Entries taken from a collection
###
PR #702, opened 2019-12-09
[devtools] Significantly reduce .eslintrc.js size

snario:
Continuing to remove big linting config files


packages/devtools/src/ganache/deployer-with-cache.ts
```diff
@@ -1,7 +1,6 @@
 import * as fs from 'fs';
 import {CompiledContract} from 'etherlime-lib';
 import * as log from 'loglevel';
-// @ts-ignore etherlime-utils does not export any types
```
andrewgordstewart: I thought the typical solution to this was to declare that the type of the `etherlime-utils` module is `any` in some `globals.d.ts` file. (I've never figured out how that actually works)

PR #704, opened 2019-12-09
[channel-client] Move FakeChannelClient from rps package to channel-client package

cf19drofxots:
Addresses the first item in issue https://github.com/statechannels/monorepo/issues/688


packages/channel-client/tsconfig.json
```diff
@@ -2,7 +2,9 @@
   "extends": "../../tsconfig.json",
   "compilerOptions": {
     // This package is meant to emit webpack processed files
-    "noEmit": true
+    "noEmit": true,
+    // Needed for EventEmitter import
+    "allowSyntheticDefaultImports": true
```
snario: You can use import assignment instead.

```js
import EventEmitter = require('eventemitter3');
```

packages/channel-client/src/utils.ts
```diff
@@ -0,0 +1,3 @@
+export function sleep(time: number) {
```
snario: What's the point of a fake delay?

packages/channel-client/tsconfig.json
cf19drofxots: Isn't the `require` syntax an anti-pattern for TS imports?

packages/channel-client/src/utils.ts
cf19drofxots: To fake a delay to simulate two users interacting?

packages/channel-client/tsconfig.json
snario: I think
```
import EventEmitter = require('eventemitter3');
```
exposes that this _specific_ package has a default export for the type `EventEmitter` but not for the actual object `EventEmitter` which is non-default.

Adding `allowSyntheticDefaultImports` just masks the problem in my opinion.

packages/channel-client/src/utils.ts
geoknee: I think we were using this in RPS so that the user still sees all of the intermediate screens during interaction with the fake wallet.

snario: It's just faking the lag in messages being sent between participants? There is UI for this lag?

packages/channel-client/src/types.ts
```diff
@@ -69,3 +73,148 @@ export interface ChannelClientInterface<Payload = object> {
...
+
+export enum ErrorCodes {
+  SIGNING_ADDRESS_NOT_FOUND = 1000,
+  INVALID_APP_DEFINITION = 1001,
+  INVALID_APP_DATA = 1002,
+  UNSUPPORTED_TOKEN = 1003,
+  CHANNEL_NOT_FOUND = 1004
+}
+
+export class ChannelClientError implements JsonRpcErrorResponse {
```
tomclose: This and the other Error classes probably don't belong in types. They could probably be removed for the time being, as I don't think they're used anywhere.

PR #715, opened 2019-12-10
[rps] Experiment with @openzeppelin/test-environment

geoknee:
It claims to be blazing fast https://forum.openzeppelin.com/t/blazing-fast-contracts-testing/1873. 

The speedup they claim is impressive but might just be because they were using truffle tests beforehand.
###
Retype each line of the data exactly as it reads.

PR #702, opened 2019-12-09
[devtools] Significantly reduce .eslintrc.js size

snario:
Continuing to remove big linting config files


packages/devtools/src/ganache/deployer-with-cache.ts
```diff
@@ -1,7 +1,6 @@
 import * as fs from 'fs';
 import {CompiledContract} from 'etherlime-lib';
 import * as log from 'loglevel';
-// @ts-ignore etherlime-utils does not export any types
```
andrewgordstewart: I thought the typical solution to this was to declare that the type of the `etherlime-utils` module is `any` in some `globals.d.ts` file. (I've never figured out how that actually works)

PR #704, opened 2019-12-09
[channel-client] Move FakeChannelClient from rps package to channel-client package

cf19drofxots:
Addresses the first item in issue https://github.com/statechannels/monorepo/issues/688


packages/channel-client/tsconfig.json
```diff
@@ -2,7 +2,9 @@
   "extends": "../../tsconfig.json",
   "compilerOptions": {
     // This package is meant to emit webpack processed files
-    "noEmit": true
+    "noEmit": true,
+    // Needed for EventEmitter import
+    "allowSyntheticDefaultImports": true
```
snario: You can use import assignment instead.

```js
import EventEmitter = require('eventemitter3');
```

packages/channel-client/src/utils.ts
```diff
@@ -0,0 +1,3 @@
+export function sleep(time: number) {
```
snario: What's the point of a fake delay?

packages/channel-client/tsconfig.json
cf19drofxots: Isn't the `require` syntax an anti-pattern for TS imports?

packages/channel-client/src/utils.ts
cf19drofxots: To fake a delay to simulate two users interacting?

packages/channel-client/tsconfig.json
snario: I think
```
import EventEmitter = require('eventemitter3');
```
exposes that this _specific_ package has a default export for the type `EventEmitter` but not for the actual object `EventEmitter` which is non-default.

Adding `allowSyntheticDefaultImports` just masks the problem in my opinion.

packages/channel-client/src/utils.ts
geoknee: I think we were using this in RPS so that the user still sees all of the intermediate screens during interaction with the fake wallet.

snario: It's just faking the lag in messages being sent between participants? There is UI for this lag?

packages/channel-client/src/types.ts
```diff
@@ -69,3 +73,148 @@ export interface ChannelClientInterface<Payload = object> {
...
+
+export enum ErrorCodes {
+  SIGNING_ADDRESS_NOT_FOUND = 1000,
+  INVALID_APP_DEFINITION = 1001,
+  INVALID_APP_DATA = 1002,
+  UNSUPPORTED_TOKEN = 1003,
+  CHANNEL_NOT_FOUND = 1004
+}
+
+export class ChannelClientError implements JsonRpcErrorResponse {
```
tomclose: This and the other Error classes probably don't belong in types. They could probably be removed for the time being, as I don't think they're used anywhere.

PR #715, opened 2019-12-10
[rps] Experiment with @openzeppelin/test-environment

geoknee:
It claims to be blazing fast https://forum.openzeppelin.com/t/blazing-fast-contracts-testing/1873. 

The speedup they claim is impressive but might just be because they were using truffle tests beforehand.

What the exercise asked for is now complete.